The mere presence of plant life creates a microenvironment where changes in moisture, temperature and chemistry slowly affect the substrate. Freeze-thaw cycles intensify the effects on the rock, widening cracks (and breaking off slabs that become trail steps, for example) or creating smaller debris that falls into crevices. Bacteria and fungi find their way into the moist habitats and help those reaching rootlets find the food they seek. As plants grow and die, organic matter accumulates. The persistent wind brings dust to mingle with the forming soil and supports the next generation of plants.
Beavers Lend a Hand
A sea-kayaking guide peppered me and a group of tourists with factoids about the island flora and fauna. Beavers, it turns out, are a big reason that farming is possible along the Maine coast. These ecosystem engineers create more than lodges and dams. Beaver activity, given enough time, can eventually result in turning a rock-bound stream into a fertile valley. Triggered by the sound of running water, beavers work to dam the flow and turn it into a pond. That’s where they like to store their food, in an underwater cold storage space. Of course they kill a lot of trees in the process, yet they also create a new habitat for plants and animals that thrive in still water.
Given about 10 years, they will have completely changed the population of life in the dammed area. Sediment accumulates on the bottom of the pond, and with less water flowing in and out, the water body slowly becomes a wetland or an open meadow. Beavers don’t live in one house forever. The ponds and wetlands they abandon have been studied for their higher diversity of all types of plant and animal life than non-impounded areas nearby. The changes that beavers make can affect the landscape drastically for centuries. Erosion occurs upstream, and the structures the beavers build catch it and keep it in place.
Build It Up and Let It Rot
Gardening on an island is a true test of self-reliance (if you’re opposed to frequently boating to the mainland for supplies). The Isle of Spring’s community compost bins attest to the build-it-yourself approach to making soil: Use your scraps.
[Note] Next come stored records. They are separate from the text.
PR #195, opened 2026-05-06
fix(oc-matrix): persist OC pins per band across restart (#191)

### LINKED ISSUE #191: OC pins per band
### Bug Description

In Hardware config, the OC pins per band are not memorized. We have to reconfigure at  each start. 
Anyway,  very pleased to play with this new software on linux.
Pascal  F6EHP

### Steps to Reproduce

Configure the OC pins per band, quit the software, come back in, and see...no more settings in this windows

### Radio Model & Protocol

HL1 protocol 1 - a home made prototype built in 2015 with the help of Steve KF7O

### Radio Firmware Version

V1.1

### NereusSDR Version

0.3.1

### Operating System

Linux (Ubuntu/Debian)

### Relevant Logs

```text

```

boydsoftprez:
## Summary

- Closes #191 (OC pins per band not memorized across restart on HL1, reported by Pascal F6EHP)
- `OcMatrix::setPin()`, `setPinAction()`, and `resetDefaults()` now persist immediately to `AppSettings` after the in-memory mutation. Previously the OC HF / SWL tab checkbox handlers and the Reset button called these setters with no follow-up `save()`, so user edits never reached `~/.config/NereusSDR/NereusSDR.settings` and were lost on app shutdown.
- Affected every HPSDR board, not just HL1 / HL2.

On Isle of Springs, the rare occurrence of flowing, fresh water attracted the Wabanaki people, the original settlers of the island. The springs are still there, but not as pure as they once were, and drinking water is piped across Boothbay Harbor. (Those pipes run above ground, because digging is pointless on solid granite.) The small layer of topsoil is reserved for fields of wild blueberries and huckleberries.
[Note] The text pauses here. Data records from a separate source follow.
PR #212, opened 2026-05-07
Phase 3M-4: PureSignal port (HL2 / HermesII / Saturn end-to-end)

boydsoftprez:
## Summary

- Full Phase 3M-4 PureSignal port from design through bench convergence.
  WDSP calcc.c / iqc.c vendored verbatim; PureSignal coordinator,
  PsccPump driver, and per-board DDC routing all source-first against
  Thetis ramdor v2.10.3.13 + mi0bot v2.10.3.13-beta2.
- All P1 PureSignal-capable boards now wired end-to-end: HL2,
  Hermes / ANAN-10 / ANAN-100 (nddc=4), HermesII / ANAN-10E /
  ANAN-100B (nddc=2). HL2 hasPureSignal flipped to true after the
  applyPsDdcConfig consumer landed; pre-PR, HL2 PS was visible-but-broken
  (codec computed cntrl1=4 but no consumer applied it to the wire).
- mi0bot HL2 specifics ported: psFbDdc=2 / txMonDdc=3 PS DDC pair (was
  silently DDC0+DDC1 = wrong stream), HL2 negative-ATT support via
  unified minAttenuation() clamp (NeedToRecalibrate_HL2 + SetNewValues
  branches), HermesII bank 2/3 freq override.
- Bench convergence confirmed on Saturn / ANAN-G2: state=6 (LCALC),
  corrApplied=1, calCount=872, feedbackLevel=164 (inside Thetis target
  window [128, 181]). HL2 bench validation pending; verification matrix
  in docs/architecture/phase3m-4-handoff-bench-debug.md.

## Source-first cite map

| Layer | Upstream cite |
| --- | --- |
| WDSP calcc / iqc | TAPR/Thetis [v2.10.3.13] vendored byte-identical |
| PureSignal coordinator (cmd-state, autoAtt, runcal) | PSForm.cs:235-790 + 1097-1144 [v2.10.3.13] + mi0bot HL2 variants |
| Force-31 SATT predicate | console.cs:29563-29566 [v2.10.3.13] |
| ATT-on-TX master force-enable | PSForm.cs:738 //MW0LGE [v2.10.3.13] |
| HL2 needRecal / clamp lower bound | PSForm.cs:1142-1144 + 786-790 [v2.10.3.13-beta2] |
| P1 bank 2/3 PS freq override (HermesII) | networkproto1.c:484-511 [v2.10.3.13] |
| P1 PsDdcConfig per-board | console.cs:8186-8525 + mi0bot 8408-8488 |
| PS DDC pair (psFbDdc/txMonDdc) per nddc | networkproto1.c MetisRead twist() dispatch |
| P2 CmdHighPriority freq override | network.c:936-945 [v2.10.3.13] |
| HermesII < 103 firmware floor | NetworkIO.cs:138 [v2.10.3.13] (no HL2 floor) |

## Per-SKU PureSignal support matrix

| Board | nddc | hasPureSignal | PS DDC pair | Status |
| --- | --- | --- | --- | --- |
| Atlas | 1 | false | n/a | Correctly disabled |
| HermesLiteRxOnly | n/a | false | n/a | Correctly disabled (no TX) |
| Hermes (orig) / ANAN-10 / ANAN-100 | 4 | true (NEW) | DDC2 + DDC3 | Source-faithful, bench pending |
| HermesLite (HL2) | 4 | true (NEW) | DDC2 + DDC3 | Source-faithful, bench pending |
| HermesII / ANAN-10E / ANAN-100B | 2 | true | DDC0 + DDC1 | Bank 2/3 freq override now correct |
| Angelia / Orion / OrionMKII / Saturn / SaturnMKII / Andromeda | 5 | true | DDC0 + DDC1 (P2 freq override) | Bench-validated on Saturn |

## What's in the diff

- 105 files changed, +20,711 / -678
- 41 commits, all GPG-signed
- ~30 new test files covering PureSignal coordinator, PsccPump, P1
  per-board codec PS branches, P1 bank 2/3 freq override, HL2 ATT
  bounds, P2 codec context updates
- New runtime classes: PureSignal coordinator, PsccPump driver,
  PsFeedbackChannel, TxChannel 22 PS-API wrappers
- New GUI: PsForm modeless dialog (Tools > PureSignal), AmpView,
  PsaIndicatorWidget, two-tone IMD overlay on spectrum, PS-A button
  on TxApplet, HPF Bypass / General Options checkboxes wired
- Vendored WDSP calcc.c + iqc.c + ps_sync_stub.c

## Test plan

- [ ] `cmake --build build -j$(nproc)` clean (no warnings beyond
      pre-existing baseline)
- [ ] `ctest --test-dir build -j8` clean (note: tst_audio_engine_speakers_live_reconfig +
      tst_tx_mic_source are pre-existing -j8 flakes; pass standalone)
- [ ] **Saturn / ANAN-G2 bench:** Tools > PureSignal opens, PS-A on TxApplet
      enables, 2-Tone trigger drives calcc to state=6 (LCALC) with
      feedbackLevel converging into [128, 181] within ~5 s
- [ ] **HL2 bench:** PS-A button visible (was hidden before), PS Setup
      Calibration Information populates non-zero, EP6 frames parse
      cleanly during PS-MOX, SATT auto-attenuate engages and may go
      negative (signed range)
- [ ] **HermesII bench (if available):** bank 2 + bank 3 wire-byte
      capture shows TX freq during PS-MOX (pcap with udp.port == 1024,
      C0=0x04 / 0x06 frequency bytes match TX VFO)
- [ ] **No regressions** on existing P1/P2 test suites (366+ tests in
      PS / codec / step-att / two-tone / HL2 / Hermes families)

Full bench checklist + source-first cite map: `docs/architecture/phase3m-4-handoff-bench-debug.md`

J.J. Boyd ~ KG4VCF


src/core/PureSignal.cpp
```diff
@@ -0,0 +1,1241 @@
...
+    m_hwPeak = m_caps.psDefaultPeak;
+    if (m_tx) {
+        m_tx->setPSHWPeak(m_caps.psDefaultPeak);
+    }
+    // Push the per-board feedback rate to the feedback channel.  Mirrors
+    // Thetis cmaster.cs:535 [v2.10.3.13]:
+    //   puresignal.SetPSFeedbackRate(txch, ps_rate);
+    if (m_tx) {
+        m_tx->setPSFeedbackRate(m_caps.psSampleRate);
+    }
```
boydsoftprez: [P1] Do not pass the HL2 sentinel to WDSP

`psSampleRate=0` is being used as an HL2 sentinel, but this path passes it straight into `SetPSFeedbackRate`. Upstream `cmaster.cs` always calls `SetPSFeedbackRate(txch, ps_rate)` with `ps_rate=192000`; calcc stores that as `a->rate` and rebuilds its delay buffers from it. On HL2 this currently makes calcc run with a zero feedback rate, so timing/delay behavior is broken before calibration even gets useful samples. Resolve the sentinel to a real rate before calling WDSP, and test the HL2 path specifically.

src/models/RadioModel.cpp
```diff
@@ -1870,6 +1887,178 @@ void RadioModel::connectToRadio(const RadioInfo& info)
...
+            // network.c:936-945 [v2.10.3.13] gate is
+            // (ptt_out && puresignal_run)).  Without this, DDC0/DDC1
+            // stay tuned to RX freq during TX and never see the actual
+            // TX signal — the bench shows DDC1's PA-feedback ADC
+            // returning ~zero envelope because nothing's at RX freq.
+            // From Thetis PSForm.cs:246 [v2.10.3.13]:
+            //   NetworkIO.SetPureSignal(1);
+            connect(m_pureSignal.get(), &PureSignal::autoCalEnabledChanged,
+                    m_connection, &RadioConnection::setPuresignalRun,
+                    Qt::UniqueConnection);
```
boydsoftprez: [P1] Port PSEnabled fan-out, not AutoCal only

The original `PSEnabled` setter is the fan-out that calls `UpdateDDCs`, `SetPureSignal`, sends high priority, updates audio routing, loads the router bit, and flips `PSRunCal`; the state machine toggles `PSEnabled` for auto-cal, single-cal, restored corrections, stay-on, and turn-off. Here those side effects are wired only to `autoCalEnabledChanged`, so Single Cal/Restore with PS-A off only set calcc flags and never enable the radio/DDC routing needed by PsccPump. Add a PSEnabled-equivalent signal/helper and drive ReceiverManager/RadioConnection from that source state, not from AutoCal alone.

src/core/PureSignal.cpp
```diff
@@ -0,0 +1,1241 @@
...
+            // to 1 to avoid the divide-by-zero pathological case.
+            const int safeFb = (fbLevel < 1) ? 1 : fbLevel;
+            ddB = 20.0 * std::log10(static_cast<double>(safeFb) / 152.293);
+            if (std::isnan(ddB)) {
+                ddB = 31.1;
+            }
+            if (ddB < -100.0) ddB = -100.0;
+            if (ddB > +100.0) ddB = +100.0;
+        } else {
+            ddB = 31.1;
```
boydsoftprez: [P2] Restore the HL2 auto-attenuation clamps

The mi0bot HL2 branch deliberately clamps abnormal `ddB` to +/-10 dB and uses +10 when feedback is not OK; only non-HL2 boards use 31.1 and +/-100. This shared implementation applies the legacy math to HL2, so a zero/stale feedback reading can drive HL2 straight to its -28 dB floor instead of the source's gentler -10 dB correction. Branch on the HL2 capability here and port the exact mi0bot fallback values.

src/core/PureSignal.cpp
```diff
@@ -0,0 +1,1241 @@
...
+        //   _autoON = false;
+        //   _performing_single_cal = true;
+        //   puresignal.SetPSControl(_txachannel, 1, 1, 0, 0);
+        //   if (!PSEnabled) PSEnabled = true;
+        //   _cmdstate = eCMDState.SingleCalibrate;
+        // PSEnabled=true → calcc.runcal=1 (see Off-case comment above).
+        m_autoON = false;
+        m_tx->setPSControl(/*reset=*/1, /*mancal=*/1,
+                           /*automode=*/0, /*turnon=*/0);
+        m_tx->setPSRunCal(1);
```
boydsoftprez, line 1064: [P2] Re-add single-cal retry loop

Upstream sets `_performing_single_cal=true` when Single Cal starts, then in StayON retries `_singlecalON=true` up to five times when the feedback level is still out of range. This port starts a single calibration and can report completion once corrections apply, but it never records the single-cal attempt or retries bad-feedback runs. That makes the button tooltip/source behavior inaccurate and leaves marginal calibrations unretried.

src/core/PureSignal.cpp
```diff
@@ -0,0 +1,1241 @@
...
+    }
+
+    // Step 3: CorrectionsBeingApplied flag — info[14] == 1 per
+    // PSForm.cs:1100-1102 [v2.10.3.13].  Drives the Save-button
+    // gating + PS-state colour box.
+    const bool newCorrApplied = (newInfo[14] == 1);
+    if (newCorrApplied != m_correctionsApplied.exchange(newCorrApplied)) {
+        // Same correctingChanged signal carries this — UI subscribers
+        // poll correctionsBeingApplied() and isCorrecting() separately.
+        emit correctingChanged(newCorrApplied);
```
boydsoftprez: [P2] Split correction-applied from correcting

The source has two different predicates: `CorrectionsBeingApplied` gates Save and the CO badge, while `Correcting` is only `FeedbackLevel > 90` and decides lime vs yellow after a correction exists. This signal now carries both meanings, so Save can enable from feedback level alone, disable while corrections still exist, and the CO badge never renders the source yellow state. Add a separate `correctionsBeingAppliedChanged` signal and have the UI combine both booleans like PSForm.cs does.

src/core/PureSignal.cpp
```diff
@@ -0,0 +1,1241 @@
...
+
+void PureSignal::setTint(double db)
+{
+    if (db == m_tint) { return; }
+    m_tint = db;
+    // No direct TxChannel setter today — the Thetis comboPSTint handler
+    // (PSForm.cs comboPSTint_SelectedIndexChanged [v2.10.3.13]) drives
+    // ints / spi changes on the engine via puresignal.SetPSIntsAndSpi.
+    // Wire-through is deferred until the calcc test bench at Task 11.
+    emit tintChanged(db);
```
boydsoftprez: [P2] Wire TINT to SetPSIntsAndSpi

The source combo handler calls `SetPSIntsAndSpi` and updates `_ints/_spi` for all three TINT selections: 16/256, 8/512, and 4/1024. This setter currently only stores the displayed dB value and explicitly defers the engine call, while AmpView keeps using the default buffer dimensions. Selecting 1.1 or 2.5 therefore leaves calcc and AmpView on the wrong interval/sample layout.

boydsoftprez (commented):
Source-first PureSignal review against local Thetis + mi0bot sources. I focused on omissions and places where source semantics were flattened during the port.

src/models/RadioModel.cpp
```diff
@@ -965,6 +982,47 @@ RadioModel::RadioModel(QObject* parent)
...
+        if (m_txChannel) {
+            m_txChannel->setTxFixedGain(iqGain);
+        }
+        if (m_connection) {
+            auto* conn = m_connection;
+            QMetaObject::invokeMethod(conn, [conn, wireDrive]() {
+                conn->setTxDrive(wireDrive);
+            });
+        }
+    });
```
boydsoftprez: [P1] Drop duplicate audioVolumeChanged pump

audioVolumeChanged is already connected to RadioModel::pumpAudioVolume above, and this second listener recomputes the opposite SWR topology. The later queued setTxDrive wins, so SWR foldback is removed from the wire byte and put on IQ gain instead of matching Thetis NetworkIO.SetOutputPower / CMSetTXOutputLevel. Delete this listener and rely on pumpAudioVolume.

boydsoftprez (commented):
Source-first follow-up review after the latest PureSignal fixes.

src/core/PureSignal.cpp
```diff
@@ -0,0 +1,1535 @@
...
+void PureSignal::setDefaultPeaks()
+{
+    // From Thetis PSForm.cs:547-550 SetDefaultPeaks [v2.10.3.13]:
+    //   psdefpeak(HardwareSpecific.PSDefaultPeak);
+    // psdefpeak (PSForm.cs:371-381 [v2.10.3.13]) writes the value into
+    // txtPSpeak, which fires PSpeak_TextChanged (PSForm.cs:792-803),
+    // which calls puresignal.SetPSHWPeak.
+    if (m_tx) {
+        m_tx->setPSHWPeak(m_caps.psDefaultPeak);
+    }
```
boydsoftprez: [P2] Finish Default SetPk state update

Thetis SetDefaultPeaks routes through psdefpeak, which updates the text box, fires PSpeak_TextChanged, updates _PShwpeak, pushes SetPSHWPeak, and refreshes the warning. This method only pushes WDSP, leaving m_hwPeak and hwPeakChanged stale; PsForm then mirrors the old value back after pressing Default. Route through setHwPeak(m_caps.psDefaultPeak) and refresh the SetPk warning state.

src/gui/PsForm.cpp
```diff
@@ -0,0 +1,1190 @@
...
+    auto* lblSetPk = new QLabel(tr("SetPk"), grp);
+    g->addWidget(lblSetPk, 2, 4);
+    // PR #212 follow-up bench fix (J.J. KG4VCF, 2026-05-07):
+    // SetPk converted from QLabel (read-only mirror) to QLineEdit (user-
+    // editable) — matches Thetis PSForm.designer.cs:573-582 txtPSpeak which
+    // is a TextBox.  Wired to PureSignal::setHwPeak via editingFinished so
+    // bench-tuned values stick (HL2 + N2ADR users typically need ~0.117 vs
+    // the spec 0.233 default — the AutoAtt loop can't converge on hardware
+    // where the feedback signal differs from spec without this).
+    // From Thetis PSForm.cs:815-827 PSpeak_TextChanged [v2.10.3.13]:
```
boydsoftprez: [P2] Fix CI-blocking PSpeak source cite

Linux CI is failing verify-inline-tag-preservation on this cite and the same PSpeak cite near line 899. Baseline Thetis PSForm.cs:815 is chkPSAutoAttenuate with a MW0LGE tag; PSpeak_TextChanged is baseline line 787, while mi0bot has it at line 815 and UpdateWarningSetPk at 830 with the MW0LGE tag. Correct the source line/source label and preserve the warning tag where applicable.

src/core/PureSignal.cpp
boydsoftprez: Fixed in `28b9457`. `applyBoardCapabilities` resolves the HL2 `psSampleRate==0` sentinel via the `kThetisPsRate=192000` fallback before `SetPSFeedbackRate` (PureSignal.cpp:677-680).

J.J. Boyd ~ KG4VCF

src/models/RadioModel.cpp
boydsoftprez: Fixed in `e5114f2`. `PureSignal::psEnabledChanged` now drives both `ReceiverManager::setPureSignalEnabled` and `RadioConnection::setPuresignalRun` (RadioModel.cpp:2008-2027), so Single Cal / Restore / Stay-on / Turn-off all hit the radio-side fan-out.

J.J. Boyd ~ KG4VCF

src/core/PureSignal.cpp
boydsoftprez: Fixed in `474a321`. AutoAtt branches on `isHl2 = (HermesLite || HermesLite2)` and applies the mi0bot ±10 dB clamp + `+10 on !IsFeedbackLevelOKRange` rule on HL2; non-HL2 keeps the legacy 31.1 / ±100 path (PureSignal.cpp:1405-1428).

J.J. Boyd ~ KG4VCF

src/core/PureSignal.cpp
boydsoftprez: Fixed in `c18e85d`. `_performing_single_cal` + `_performing_single_cal_retries` ported into the `StayOn` branch with the 5-attempt `IsFeedbackLevelOKRange` retry gate (PSForm.cs:688-699 [v2.10.3.13]).

J.J. Boyd ~ KG4VCF

src/core/PureSignal.cpp
boydsoftprez: Fixed in `b7fafaa`. `correctionsBeingAppliedChanged` and `correctingChanged` are distinct signals on distinct predicates: `info[14]` for Save / CO badge, `FeedbackLevel > 90` for the colored state box.

J.J. Boyd ~ KG4VCF

src/core/PureSignal.cpp
boydsoftprez: Fixed in `75b6a35`. `setTint(double)` routes through `setTintIndex(int)` which dispatches `SetPSIntsAndSpi(16,256) / (8,512) / (4,1024)` per case (PureSignal.cpp:561-590), matching PSForm.cs:857-885 [v2.10.3.13].

J.J. Boyd ~ KG4VCF

src/models/RadioModel.cpp
boydsoftprez: Fixed in `fc28cdf`. Removed the duplicate listener at RadioModel.cpp:986-1024 so the canonical `pumpAudioVolume` connection at line 965 is the only audio-volume sink. Wire byte gets the `swr_protect` factor per Thetis NetworkIO.SetOutputPower (NetworkIO.cs:201-211 [v2.10.3.13]); IQ scalar stays clean. `swrFoldback_appliesToIqNotWireByte` regression test passes.

J.J. Boyd ~ KG4VCF

src/core/PureSignal.cpp
boydsoftprez: Fixed in `fc28cdf`. `setDefaultPeaks` routes through `setHwPeak(m_caps.psDefaultPeak)` so `m_hwPeak` cache + `hwPeakChanged` signal flip alongside the WDSP push, mirroring Thetis psdefpeak's chained flow (PSForm.cs:371-381 [v2.10.3.13]).

J.J. Boyd ~ KG4VCF

src/gui/PsForm.cpp
boydsoftprez: Fixed in `67298ff`. Tightened all three cites to `PSForm.cs:787-794 PSpeak_TextChanged [v2.10.3.13]` (PsForm.cpp:466 / 633 / 899). The +/-5 source-window now ends at line 799, excluding the unrelated `//[2.10.3.7]MW0LGE` tag at PSForm.cs:802 on UpdateWarningSetPk's `pbWarningSetPk.Visible`. Tag-preservation passes locally; CI re-running.

J.J. Boyd ~ KG4VCF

Since 1887, the island has been a summer resort, where a central hotel would feed three meals a day to vacationers staying in the dozens of houses on the 100-acre island. Those meals were local, for the most part. Postcards from the early era show cows gazing out at the sea from the island’s pastures. A hundred and thirty years later, visitors haul LL Bean tote bags full of groceries to the island, but there’s still a remnant of the locavore life at the old farmhouse. Betsy Morrell, a talented landscape designer, lives there part of the year and tends the organic garden. The entire human community benefits from the salad greens, veggies and herbs grown there, but the garden has to be protected from deer, raccoons, squirrels and other island wildlife. Good soil and good food appeals to everyone.
Geologists consider the soil on the rocky coast of Maine to be “young,” at around 15,000 years. Weathering and erosion is the slowest of the natural soil-making systems. Building a dam that collects sediment and organic material works quite a bit faster. Composting speeds up the entire process and supplements the minerals that the rocks have been ground into. If a vacation is about slowing down and appreciating the finer things, I think there’s nothing better than watching the elements do their work.